##### THE DATA

PR #5992, opened 2026-06-03
Refactor API layer into domain-specific modules

### LINKED ISSUE #5776: Restructure API layer into domain-driven modules
Right now the API calls are kind of scattered and we have a monolithic service file that's getting too hard to maintain. We need to break this down into domain-specific modules (e.g., auth, events, user profile). This will touch a lot of files but it's necessary before we add more features, otherwise it's going to become a nightmare to test and mock.

atul-upadhyay-7:
Closes #5776

This PR refactors the API layer to use domain-specific modules (authService, eventService, hackathonService, etc.) instead of scattering direct fetch calls across components. It centralizes the logic and improves maintainability of the data fetching layer. The EventCreation and Registration logic has been updated to use the new domain-specific services as requested.


atul-upadhyay-7:

PR #6192, opened 2026-06-03
fix: prevent double booking race condition with atomic check-in lock

### LINKED ISSUE #5431: Double booking possible during concurrent ticket reservations — no server-side lock or atomic check
### Describe the bug

Problem
The ticket reservation flow reads available seat count, checks if seats remain, then writes the booking — all as separate operations. Under concurrent load, two users can both pass the availability check before either write commits, resulting in the same seat being sold twice. This is a classic TOCTOU (time-of-check / time-of-use) race condition.

Solution
Replace the read-check-write sequence with a single atomic operation. In SQL use UPDATE events SET seats_remaining = seats_remaining - 1 WHERE id = ? AND seats_remaining > 0 and check the affected row count. For NoSQL/Firestore use a transaction or conditional write. On the API layer, wrap the reservation endpoint with an idempotency key so retried requests don't create duplicate bookings.

### To Reproduce

_No response_

### Expected behavior

_No response_

### Additional context

_No response_

Nagajyothi-tammisetti:
Closes #5431

## Description
Fixed a TOCTOU (Time-Of-Check / Time-Of-Use) race condition in the ticket check-in flow that allowed the same ticket to be checked in twice under concurrent load.

## Root Cause
The original handler read `reg.attendanceStatus`, checked if it was `"Checked In"`, then wrote the update as separate operations. Under concurrent load, two requests could both pass the status check before either one committed the write — resulting in duplicate check-ins for the same ticket.

## Fix
Introduced an atomic in-memory lock using a `Set` (`checkInLocks`) in the shared store. Before processing any check-in, the handler acquires the lock for that `registrationId`. Any concurrent request for the same ticket is immediately rejected with HTTP 409. The lock is always released in a `finally` block to prevent deadlocks.

## Changes Made
- `api/db/store.js` — added exported `checkInLocks` Set
- `api/tickets/checkin.js` — added lock acquire before processing, try/finally to guarantee lock release

## Type of Change
- Bug fix

## Testing
- Verified syntax via `node --check api/tickets/checkin.js`
- Verified syntax via `node --check api/db/store.js`
- Confirmed concurrent requests for same registrationId are rejected with 409
- Confirmed lock is released after successful check-in and on error paths


Nagajyothi-tammisetti:
fix: prevent double check-in race condition using atomic lock in checkin handler

- Add checkInLocks Set to shared in-memory store
- Acquire lock per registrationId before processing check-in
- Reject concurrent requests for same ticket with HTTP 409
- Release lock in finally block to prevent deadlocks

Closes #5431

Nagajyothi-tammisetti:
Closes #5431

The CI/build failure and Vercel authorization are pre-existing upstream issues — `npm run build` fails identically on a fresh clone of upstream/master due to missing page folders referenced in `App.jsx`. Unrelated to this PR's changes.

PR #6200, opened 2026-06-03
fix: run push subscription migration check before writing safe localS…

### LINKED ISSUE #5427: Push subscription migration check is dead code — reads localStorage after already overwriting it
### Describe the bug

##########

▶ [WHAT NEEDS TO BE DONE]:
Say only how many lines in the records carry the word "finally".

▶ [YOUR RESPONSE]:
3